Cevap: Bir hayır cemiyeti birtakım cici bici eşyaları satıyorlardı. Bunlara karşılık verilen paralarla yoksullara yardım edilecekti. Cemiyet başkanı olan kadın orada bulunan çok zengin, fakat cimriliği ile tanınmış bir hanıma kravat takdim etti:
– Lütfen siz de bunu alınız efendim!
Hanım, yüzünü ekşiterek reddetti:
– Verecek bir şeyim yok!
Cemiyet başkanı nezaketle gülümsedi:
– Olsun efendim, alınız! Biz yoksullara yardım ediyoruz.
C) Arkadaşlarınızdan birinin anlattığı fıkrayı sınıfınızda canlandırınız.
7. ETKİNLİK
Sahip olduğu şeylerden hiçbir zaman memnun olmayan, sürekli şikâyet eden bir arkadaşınız olsaydı onu bu huyundan vazgeçirebilmek için neler yapardınız? Örneklerle anlatınız.
Cevap: Arkadaşımı bu huyundan vazgeçirmek için ona sahip olduklarımla mutlu olduğumu göstermeye çalışırdım. Mesela aldığım bir kitaptan bahseder, ona sahip olduğum için çok memnun olduğumu belli eden ifadeler kullanırdım. Şikayet ettiği konularda şükür ederek ona şikayetinin gereksiz olduğunu hissettirmek isterdim.
8. ETKİNLİK
A) Aşağıdaki metni noktalama işaretlerine dikkat ederek okuyunuz.
6. Sınıf Türkçe Ders Kitabı Meb Yayınları Sayfa 269 Cevabı
B) Okuduğunuz metni, metnin kahramanlarından biri olan Roza’nın ağzından özetleyiniz.
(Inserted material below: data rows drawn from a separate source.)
PR #2208, opened 2024-08-21
chore: [ANDROSDK-1900] Remove calendar usages from TrackedEntityAttributeReservedValueValidatorHelper

marcamsn:
Solves [ANDROSDK-1900](https://dhis2.atlassian.net/browse/ANDROSDK-1900).

[ANDROSDK-1900]: https://dhis2.atlassian.net/browse/ANDROSDK-1900?atlOrigin=eyJpIjoiNWRkNTljNzYxNjVmNDY3MDlhMDU5Y2ZhYzA5YTRkZjUiLCJwIjoiZ2l0aHViLWNvbS1KU1cifQ


core/src/main/java/org/hisp/dhis/android/core/trackedentity/internal/TrackedEntityAttributeReservedValueValidatorHelper.kt
```diff
@@ -0,0 +1,88 @@
...
+package org.hisp.dhis.android.core.trackedentity.internal
+
+import kotlinx.datetime.*
+import org.hisp.dhis.android.core.period.clock.internal.ClockProviderFactory
+import org.koin.core.annotation.Singleton
+
+@Singleton
+internal class TrackedEntityAttributeReservedValueValidatorHelper {
+    @Throws(IllegalStateException::class)
+    fun getExpiryDateCode(pattern: String?): Instant {
```
vgarciabnz, line 37: This method is quite hard to understand. It was already hard before, but it had named parameters at least. It is not clear what first, second and third mean.

Maybe naming the parameters in `nextExpiryDate(yearly = flags.first,...)` would help a little bit.

core/src/main/java/org/hisp/dhis/android/core/trackedentity/internal/TrackedEntityAttributeReservedValueValidatorHelper.kt
```diff
@@ -0,0 +1,88 @@
...
+            monthly -> {
+                val nextMonth = now.plus(1, DateTimeUnit.MONTH)
+                LocalDate(nextMonth.year, nextMonth.month, 1)
+            }
+
+            yearly -> {
+                LocalDate(now.year + 1, 1, 1)
+            }
+
+            else -> error("No expiry date available for this pattern.")
```
vgarciabnz, line 80: I didn't know about these method and didn't understand the IllegalStateException at the header. They seemed to be handy shortcuts to throw some exceptions, we can start using them more often (https://kotlinlang.org/docs/exceptions.html#throw-exceptions-with-precondition-functions)

core/src/main/java/org/hisp/dhis/android/core/trackedentity/internal/TrackedEntityAttributeReservedValueValidatorHelper.kt
marcamsn: I've made some changes to this file in the PR I'm currently working on, so how about we merge this PR and I'll add the parameters to the new one?

vgarciabnz (approved):

PR #2210, opened 2024-08-22
feat: [ANDROSDK-1908] Add property displayContent in programRuleAction

taridepaco:
Related task: [ANDROSDK-1908](https://dhis2.atlassian.net/jira/software/c/projects/ANDROSDK/boards/93?selectedIssue=ANDROSDK-1908)

[ANDROSDK-1908]: https://dhis2.atlassian.net/browse/ANDROSDK-1908?atlOrigin=eyJpIjoiNWRkNTljNzYxNjVmNDY3MDlhMDU5Y2ZhYzA5YTRkZjUiLCJwIjoiZ2l0aHViLWNvbS1KU1cifQ


andresmr (approved):

vgarciabnz (changes requested):
There is a missing change in a test `ProgramRuleActionShould`. It is already implicitly tested in the integration test, but still good to have it as a separate unit test.

vgarciabnz:
This PR adds a new property, which makes the app change from `content` to `displayContent` @andresmr . The alternative would be deprecate `content` and fallback to `displayContent` value, as we did for the labels in program and programStage. What do you think is the best approach? Keeping both properties is more verbose but maybe more consistent with the rest of the code.

vgarciabnz (approved):

taridepaco:
This property was added in version 2.33.

PR #778, opened 2015-09-17
Fixes python tests for Issue 15566. PR for actual issue is 15567

shishir-a412ed:
Signed-off-by: Shishir Mahajan <shishir.mahajan@redhat.com>


shin-:
As mentioned in the docker/docker#15567, this seems to be the wrong approach (we should maintain backwards compatibility at every level of the stack). 

As a result, I am closing this for now until the issue is properly resolved upstream.

PR #783, opened 2015-09-22
Integration test fixes

aanand:
- Only pull the busybox image if we don't already have it (cuts down on setup time)
- Remove volume binds tests' need to share the `/tmp` directory with the Docker host (longer explanation in the commit message)

### DIFF
--- a/tests/integration_test.py
+++ b/tests/integration_test.py
@@ -33,7 +33,7 @@ from six.moves import BaseHTTPServer
 from six.moves import socketserver
 
 import docker
-from docker.errors import APIError
+from docker.errors import APIError, NotFound
 from docker.utils import kwargs_from_env
 
 from .base import requires_api_version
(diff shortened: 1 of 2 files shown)


tests/integration_test.py
```diff
@@ -114,6 +118,21 @@ def tearDown(self):
 
         self.client.close()
 
+    def run_container(self, *args, **kwargs):
+        container = self.client.create_container(*args, **kwargs)
+        self.client.start(container)
+        self.tmp_containers.append(container)
```
dnephin: I think these two lines need (123, 124) to be swapped, otherwise container start failures will prevent a container from being removed.

aanand: True. Updated.

aanand:
Build's green.

dnephin:
LGTM

shin-:
Merged! Thanks.

PR #786, opened 2015-09-22
Add docker.api to setup packages

ibuildthecloud:
`docker.api` package was missing from setup.py

### DIFF
--- a/setup.py
+++ b/setup.py
@@ -24,8 +24,8 @@ setup(
     description="Python client for Docker.",
     url='https://github.com/docker/docker-py/',
     packages=[
-        'docker', 'docker.auth', 'docker.unixconn', 'docker.utils',
-        'docker.utils.ports', 'docker.ssladapter'
+        'docker', 'docker.api', 'docker.auth', 'docker.unixconn',
+        'docker.utils', 'docker.utils.ports', 'docker.ssladapter'
     ],
     install_requires=requirements,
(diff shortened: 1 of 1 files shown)


shin-:
What would be an example of a use-case where accessing this package directly is necessary?

ibuildthecloud:
Great question... our stuff fails on master because it can't find api.  Are you saying this package does not need to be installed?

ibuildthecloud:
@shin- Seems to be referenced from here: https://github.com/docker/docker-py/blob/4475310eeac905e0def4e0eeec6f3573a65bb028/docker/client.py#L25

shin-:
Did you install the package from pypi? Which version of Python are you using? I'm not seeing any issues with a fresh install on 2.7 or 3.4 :/

ibuildthecloud:
The issue is with master only, so git clone and `setup.py install`.  1.4.0 is fine because `api` didn't exist.

ibuildthecloud:
```python
.tox/py27/local/lib/python2.7/site-packages/docker/__init__.py:20: in <module>
    from .client import Client, AutoVersionClient # flake8: noqa
.tox/py27/local/lib/python2.7/site-packages/docker/client.py:25: in <module>
    from . import api
E   ImportError: cannot import name api
```

shin-:
Ah, you're right. I was confused, sorry.

PR #787, opened 2015-09-23
Don't break when volume binds contain unicode characters

### LINKED ISSUE #782: Create container bind volume with Unicode folder name
If bind volume folder name is Unicode, for example Japanese, It will raise exception:
Host volume and container volume both should handle Unicode.

```
  File "/home/vagrant/.local/share/virtualenvs/qnap/local/lib/python2.7/site-packages/docker/utils/utils.py", line 461, in create_host_config
    host_config['Binds'] = convert_volume_binds(binds)
  File "/home/vagrant/.local/share/virtualenvs/qnap/local/lib/python2.7/site-packages/docker/utils/utils.py", line 208, in convert_volume_binds
    k, v['bind'], mode
```

shin-:
Also includes a few unit tests for utils.convert_volume_binds

Fixes #782

### DIFF
--- a/tests/utils_test.py
+++ b/tests/utils_test.py
@@ -1,7 +1,12 @@
+# -*- coding: utf-8 -*-
+
 import os
 import os.path
 import shutil
 import tempfile
+
+import pytest
+import six
 
 from docker.client import Client
 from docker.constants import DEFAULT_DOCKER_API_VERSION
@@ -9,7 +14,7 @@ from docker.errors import DockerException
 from docker.utils import (
     parse_repository_tag, parse_host, convert_filters, kwargs_from_env,
     create_host_config, Ulimit, LogConfig, parse_bytes, parse_env_file,
-    exclude_paths,
+    exclude_paths, convert_volume_binds,
 )
 from docker.utils.ports import build_port_bindings, split_port
 from docker.auth import resolve_repository_name, resolve_authconfig
@@ -17,7 +22,6 @@ from docker.auth import resolve_repository_name, resolve_authconfig
 from . import base
 from .helpers import make_tree
 
-import pytest
 
 TEST_CERT_DIR = os.path.join(
     os.path.dirname(__file__),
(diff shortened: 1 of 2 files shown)


tests/utils_test.py
```diff
@@ -45,6 +49,53 @@ def setUp(self):
...
+                'bind': '/data'
+            }
+        }
+        self.assertEqual(convert_volume_binds(data), ['/mnt/vol1:/data:rw'])
+
+    def test_convert_volume_binds_unicode(self):
+        expected = ['/mnt/지연:/unicode/박:rw']
+
+        if six.PY2:
+            expected[0] = expected[0].decode('utf-8')
```
aanand: Might be able to avoid this step if we go:

```python
expected = [six.u('/mnt/지연:/unicode/박:rw')]
```

tests/utils_test.py
```diff
@@ -45,6 +49,53 @@ def setUp(self):
...
+
+        data = {
+            '/mnt/지연': {
+                'bind': '/unicode/박',
+                'mode': 'rw'
+            }
+        }
```
aanand: These will be byte strings in Python 2 - is that correct? Do we care what happens when users pass in `unicode` strings in Python 2?

shin-:
@aanand Thanks, didn't know about `six.u`. PTAL?

aanand:
Cool. Perhaps the first test should be rewritten so it tests byte string input on all Python versions:

```python
    def test_convert_volume_bindings_binary_input(self):
        expected = [six.u('/mnt/지연:/unicode/박:rw')]

        data = {
            b'/mnt/지연': {
                'bind': b'/unicode/박',
                'mode': 'rw'
            }
        }
        self.assertEqual(
            convert_volume_binds(data), expected
        )
```

shin-:
Okay, I've tried all sorts of combination, I've settled on just separating py2 and py3 tests completely (so it's 2+2 now). On the bright side, results were consistent all along (and we have tests to prove it)!

aanand:
OK, I see the rationale, but instead of entirely separate test methods, could we just switch on the Python version *inside* the method?

```python
def test_convert_volume_binds_unicode_bytes_input(self):
    if six.PY2:
        expected = [unicode('/mnt/지연:/unicode/박:rw', 'utf-8')]
        data = {
            '/mnt/지연': {
                'bind': '/unicode/박',
                'mode': 'rw'
            }
        }
    else:
        expected = ['/mnt/지연:/unicode/박:rw']
        data = {
            bytes('/mnt/지연', 'utf-8'): {
                'bind': bytes('/unicode/박', 'utf-8'),
                'mode': 'rw'
            }
        }

    self.assertEqual(convert_volume_binds(data), expected)

def test_convert_volume_binds_unicode_unicode_input(self):
    if six.PY2:
        expected = [unicode('/mnt/지연:/unicode/박:rw', 'utf-8')]
        data = {
            unicode('/mnt/지연', 'utf-8'): {
                'bind': unicode('/unicode/박', 'utf-8'),
                'mode': 'rw'
            }
        }
    else:
        expected = ['/mnt/지연:/unicode/박:rw']
        data = {
            '/mnt/지연': {
                'bind': '/unicode/박',
                'mode': 'rw'
            }
        }

    self.assertEqual(convert_volume_binds(data), expected)
```

Issue #417, opened 2014-12-10
Add helper API on top of core API


hamiltont:
It seems that the current architecture of `docker-py` is to exactly mirror the API of docker, and not add any "helper functions" on top. I totally agree that the docker-py core should mirror the API of docker as closely as possible. However, I keep finding myself re-writing common helpers over and over when integrating docker-py with other code. 

Would the maintainers be opposed to adding a `helper` API on top of the existing core API that adds  common operations, such as checking if a container or image exists, converting raw strings into more pythonic types, etc? I'm happy to provide some initial PRs to build a base for this new API if someone gives me a green light

gtaylor:
We had to figure out how to handle this very issue with boto a few years ago. Initially, I felt that a separate package with the more sane API would make the most sense. However, that would mean juggling two projects with two potentially different release cadences, with a really confusing backwards compatibility story (boto evolves/evolved fast, like Docker).

We eventually settled on a layered approach. The official Amazon Java SDK was imitated closely in ``layer1``, and a more humane API took form in ``layer2``. You can see this in practice in the [dynamodb2 module](https://github.com/boto/boto/tree/develop/boto/dynamodb). Amazon's DynamoDB API was particularly difficult to deal with at first, so this second layer brought some much-needed sanity and usability to the table.

However, some developers really do need access to the "native" level in order to specially optimize or handle some more complex cases. Most end up using layer2, because it's easier, but this setup allows everyone to be happy.

I don't know what this would look like in docker-py, but figured I'd share experiences from another Python module that also had to track a rapidly changing upstream API. It sounds like you are leaning that way, anyway.

FWIW, I'd gravitate towards a module name that suggests its primary purpose (helpers, conveniences, friendliness). Maybe something like ``docker.humane``.

Julian:
FWIW I am +1 on this being a separate package, and I've already started assembling some helpers that I've used -- to add to your list, `temporary_image` and `temporary_container`, which create images and containers and delete them in a contextmanager. Possibly by the time I'm done I'll have shoved them into a separate library myself anyhow.

hamiltont:
@Julian great ideas! FWIW I've got some basic code but it's a bit stalled, if anyone wants to take point on a PR for this I'm happy to deposit my current code into a gist in case it's useful

Julian:
Nice! I've got some as well, although it's a bit stuck on not having an
easy way to write tests for it unfortunately, but maybe starting to put
some stuff in the same place would get this kick started, yeah.

[...]

PR #788, opened 2015-09-24
[WIP] Efficiency

shin-:
# For context, see
- #417 "Add helper API on top of core API"
- [tools-project label](https://github.com/docker/docker-py/labels/tools-project)
# What is it?
1. Compilation of helper functions that help perform common tasks outside of the API proper. Example:

``` python
In [1]: from docker import efficiency
In [2]: efficiency.start_auto_remove?
Signature: efficiency.start_auto_remove(container, *args, **kwargs)
Docstring:
Start a container and try to remove it when it's finished running,
similar to using --autorm in the docker CLI.

**Params:**
    container: ID of the container to be started
    args, kwargs: `Client.start()` arguments
File:      ~/work/pydocker/docker/efficiency/efficiency.py
Type:      function
```
1. "Smart objects" providing an object-oriented interface on top of the client layer

``` python
In [29]: import docker

In [30]: c = docker.Client()

In [31]: docker.efficiency.init(c)

In [32]: docker.efficiency.get_image('busybox:latest')
Out[32]: <DockerImage(id=d7057cb020844f24)>

In [33]: img = _

In [34]: img.os
Out[34]: u'linux'

In [36]: img.architecture
Out[36]: u'amd64'

In [37]: img.create_container(command='true')
Out[37]: <DockerContainer(id=58bf1374a4116b38)>

In [38]: ctnr = _

In [39]: ctnr.status
Out[39]: 'stopped'

In [40]: ctnr.start()

In [41]: ctnr.wait()
Out[41]: 0 
```
# TODO
- [ ] Test coverage
- [ ] Documentation (lots of docstring already available)
- [ ] Cleanup (smart objects in their own files, etc.)


docker/efficiency/builds.py
```diff
@@ -0,0 +1,221 @@
+import json
```
dnephin: `efficiency` seems a bit strange to me for a module name.  What do you think about just making this `docker.build` ?

docker/efficiency/builds.py
```diff
@@ -0,0 +1,221 @@
...
+                parsed_lines.append(parsed_line)
+            match = re.match(build_success_re, line)
+            if match:
+                image_id = match.group(1)
+        except ValueError:
+            # sometimes all the data is sent on a single line
+            # This ONLY works because every line is formatted as
+            # {"stream": STRING}
+            lines = re.findall('{\s*"stream"\s*:\s*"[^"]*"\s*}', line)
+            return get_build_id(lines, discard_logs)
```
dnephin: This sounds like a bug, do you know we can reproduce it?

If there is an open issue on engine, maybe add the url to the issue here

docker/efficiency/builds.py
```diff
@@ -0,0 +1,221 @@
...
+    )
+
+
+def make_context_from_directory(path, dockerfile='Dockerfile'):
+    return BuildContext(
+        'directory',
+        path,
+        dockerfile=dockerfile,
+        job_params={}
+    )
```
dnephin: What do you think about making these factory classmethods on `BuildContext` instead of separate functions?

```python

class BuildContext(BuildCtxTuple):

    @classmethod
    def from_tarball(cls, path, dockerfile='Dockerfile'):
       return cls(...)

    @classmethod
    def from_dockerfile(cls, ...):
        ...
```

docker/efficiency/commons.py
```diff
@@ -0,0 +1,36 @@
...
+
+    @property
+    def id(self):
+        return self._id
+
+
+class Interactive(Identifiable):
+    def __init__(self, client, id):
+        super(Interactive, self).__init__(id)
+        self._client = client
```
dnephin: Base classes like this are a common pattern, but I always avoid them at all costs.

The code re-use is pretty minimal here. Instead of the `@property` `_id` , you could just assign to `self.id`, right ?

So instead of having two base classes you have to do two assignments in a couple constructors, but it means that developers don't have to worry about things that might be hidden away in a base class.

docker/efficiency/containers.py
```diff
@@ -0,0 +1,178 @@
...
+        self._client.exec_resize(self.id, height, width)
+
+    def __str__(self):
+        return '<DockerExec(id={0})>'.format(self.id[:16])
+
+    def __repr__(self):
+        return str(self)
+
+
+class Container(commons.Interactive):
```
dnephin: I think we should to make this class compatible with `compose.container.Container` so that we can replace it with this one.

docker/efficiency/efficiency.py
```diff
@@ -0,0 +1,113 @@
+from . import builds
+from . import containers
+from . import images
+
+_client = None
```
dnephin: I think this is a bad idea. Globals make libraries much more difficult to use.

I would pass in a client instead of registering a global. It's going to make this API much more re-usable, easier to test, and easier to reason about.

bfirsh:
Carried and merged in https://github.com/docker/docker-py/issues/1186. :tada:

PR #789, opened 2015-09-25
Allow to specify ps_args when listing processes

PierreF:
Docker remote API allow to use custom option to ps for endpoint "top" (ps_args). Unfortunately docker-py does not allow to specify ps_args.

This pull request fix this issue by adding an optional ps_args argument

### DIFF
--- a/docker/api/container.py
+++ b/docker/api/container.py
@@ -325,9 +325,12 @@ class ContainerApiMixin(object):
         self._raise_for_status(res)
 
     @utils.check_resource
-    def top(self, container):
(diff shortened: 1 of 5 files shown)


shin-:
Thanks!

LGTM - as a bonus, adding a small test for that feature would be nice.

PierreF:
Added test.
Test test using the fake API does not check returned value. I don't know how to do that (response that change depending on params).

Anyway, integration test does check the output.

shin-:
Cool! LGTM :+1:

dnephin:
LGTM

PR #790, opened 2015-09-25
Shorter stack traces in tests

aanand:
We don't need the full-blown "here's the code of the massive library method that your error came from" report that py.test gives you by default.

### DIFF
--- a/Makefile
+++ b/Makefile
@@ -20,15 +20,15 @@ unit-test-py3: build-py3
 	docker run docker-py3 py.test tests/test.py tests/utils_test.py
 
 integration-test: build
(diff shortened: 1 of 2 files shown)


dnephin:
If you want to just make this default, you could do this https://pytest.org/latest/customize.html#adding-default-options

aanand:
@dnephin nice, I'll update it

shin-:
Actually, if something fails, the more verbose the better I think... It's not always useful but I'll take too much information over not enough of it. :x

dnephin:
I personally always use `--tb=short`, you still get the full traceback (filename and line number) for the relevant stack frames, it just doesn't show you the full source for every function.

https://pytest.org/latest/usage.html#modifying-python-traceback-printing

LGTM

mnowster:
LGTM

PR #791, opened 2015-09-25
_url can take arbitrarily many arguments

aanand:
This is needed by the networking PR.

I removed a test case for when `None` is explicitly passed in. I don't think we'd ever do that, but am I mistaken?


shin-:
Fixed the flake8 issues and merged :)

PR #793, opened 2015-09-28
Support explicit protocol in Client.port

### LINKED ISSUE #792: Client.port() only reports the UDP exposed port mapping if the same port is configured to be mapped on UDP and TCP.
E.g.:
`docker ps`
```
CONTAINER ID  IMAGE         COMMAND        CREATED        STATUS        PORTS                                         NAMES
6348dd5bc7c2  ubuntu:14.04  /usr/bin/bash  8 seconds ago  Up 8 seconds  0.0.0.0:49153->80/udp, 0.0.0.0:49159->80/tcp  expose_ports
```

`In ipython`
```
In [1]: docker_client.port('6348dd5bc7c2', 80)
Out[1]: [{u'HostIp': u'0.0.0.0', u'HostPort': u'49153'}]
```

The reason seems to lie in `/docker/api/container.py`, line 208-210
```python
def port(self, container, private_port):

...

h_ports = port_settings.get(s_port + '/udp')
if h_ports is None:
    h_ports = port_settings.get(s_port + '/tcp')
```

Instead of basically only accepting a port number for `private_port` and trying for udp and tcp exposed ports, I'd suggest that the method rather accepts an explicit `private_port` input like `1234/tcp`.

shin-:
User can now specify a protocol in Client.port using the port/proto syntax. Default port is now TCP instead of UDP (to match the behavior of `docker port`) when no proto is specified.

FIxes #792

### DIFF
--- a/docker/api/container.py
+++ b/docker/api/container.py
@@ -196,7 +196,7 @@ class ContainerApiMixin(object):
         res = self._get(self._url("/containers/{0}/json", container))
         self._raise_for_status(res)
         json_ = res.json()
-        s_port = str(private_port)
+        private_port = str(private_port)
         h_ports = None
 
         # Port settings is None when the container is running with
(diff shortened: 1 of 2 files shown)


dnephin:
LGTM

Cevap: Eşim Ali Reis ile birbirimizi çok severdik. Ali çok varlıklı biriydi. Karadeniz’in yeşilini çok severdi. Bu yüzden dağda ormanın içine bir saray yaptırdı. Bir gün denize çıkmak istedi ve takasıyla birlikte yol koyuldu. Ancak bir daha geri dönmedi. Yıllar boyunca sarayın penceresinde onun gelmesini bekledim. Bir gün daha fazla beklemek istemedim. Buradan çok uzaklara gitmeye karar verdim. Bu kadar malı ihtiyacı olanlara vermenin uygun olacağını düşündüm. Giderken ardımda malımın mülkümün paylaşılması konusunda bir mektup bıraktım.